“I sleep on the sofa and my wife sleeps with the kids.” ~Anonymous Husband
As a mother, I understand the instinct to want to sleep with your children. But as a wife, I also understand the need to keep the marriage bed sacred and to be attentive to my husband. When my daughter was a newborn she slept in the bassinet beside our bed, but slowly and surely, we migrated her to a crib in the nursery down the hall. For parents who have preemies and children with special needs, bedtime rituals are based on the safety of the child. However, in a lot of homes, children are sleeping with parents when they should be sleeping in their own beds.
I am a firm believer in the two-bed model: there is the parent bed and the child bed.
Now that my daughter is almost 6 years old, I am grateful that we trained her, rather relentlessly, to feel secure in her bedroom. Don’t get me wrong. She’s just like any other child. She will try to con or sneak her way into our room if we aren’t careful. Occasionally, we oblige her, but we never allow her to make our bed her new home. After my cousin told me that her 8-year-old was still sleeping in her and her husband’s bed, I vowed that would not happen in my house. Cuddle time in the family bed is cool, and an occasional visitation when a child is sick can help the healing process. Having consistent sleepovers with your children. . . no way! It’s just not healthy for the parent or for the child to consistently sleep together, regardless of marital status. Here is why:
The marriage bed is a sacred place where God gives you license to love on and even to lust for each other. It’s the place where a husband and a wife share secrets and wipe each others’ tears. It’s the place where memories (and babies) are made and tension is released, where bodies collide and where hearts melt into one. When the kids share your bed, the marriage bed actually becomes defiled (tainted and taken over) by “little people.” It’s no longer the sacred place where you and your honey retreat and reconnect with each other; instead, it becomes the place where you clean up cookie crumbs and remove Power Ranger toys from under the covers. When a couple has to schedule their intimate times around children being in their bed, something is wrong. Not to mention, no one, except for the child, gets a good night’s sleep. After a long workday, a parent needs sleep and solitude without their child’s elbow or knee punching them in the face.
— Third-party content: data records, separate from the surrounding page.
PR #625, opened 2016-03-03
TEIID-2820 - added couchbase resource adapter and translator scaffolding 8.12.x

jmarley:
This pull request adds the couchbase translator. I currently have the resource adapter working, but haven't had a chance to start translator.


shawkins:
It's still being determined if this should go into 8.12.5.   In the meantime, would it be possible for you to squash these into a single commit against master?

shawkins:
After looking through this a little more.  I don't think we are quite ready for the sandbox area yet.  It would probably be best to spin this off with its own repository location and then pull it in when it is functionally complete.

PR #645, opened 2016-03-21
TEIID-4094 refactoring teiid-jdbc.jar to be in its own project

vhalbert:


shawkins:
What is the purpose of the dependency-reduced-pom.xml?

Now just because you aren’t married, don’t think it is okay for your kids to take up permanent residence in your bed. When this happens, the parent and the child tread a slippery slope that can lead to co-dependency in the bedroom. For example, maybe you have been allowing your child to sleep in your bed, supposedly for his/her comfort and security, but something on the inside of you just might be compensating for feeling lonely yourself. Is this bedtime ritual really for the child or is it for the parent? Also, what happens when you do find a mate and now your child is upset because another person has taken his/her place in your bed? Or when you would still rather sleep with your child than with your spouse? This is not good for the child or for your future marriage. Single parents and their children need to find other means to feel secure in bed without forming a co-dependent sleeping relationship.
I’m not saying parents’ beds should be off limits to kids. What I am saying is that the master bedroom and the marriage bed should not be controlled by children. For many parents, that’s the only place in the home where they can “let it all hang out.” Growing up, I often wondered why my parents placed restrictions on their bedroom. Now I know.
By the way, I’m happy to say that after months of counseling and strict instructions to put the kids into their own beds, “anonymous husband and wife” are now sleeping in the same bed and enjoying each other like newlyweds. Of course, maintaining the sacredness of the marriage bed will not solve all marital problems, but it can help improve your marriage.
BMWK family, what do you think about children sleeping in their parents’ beds?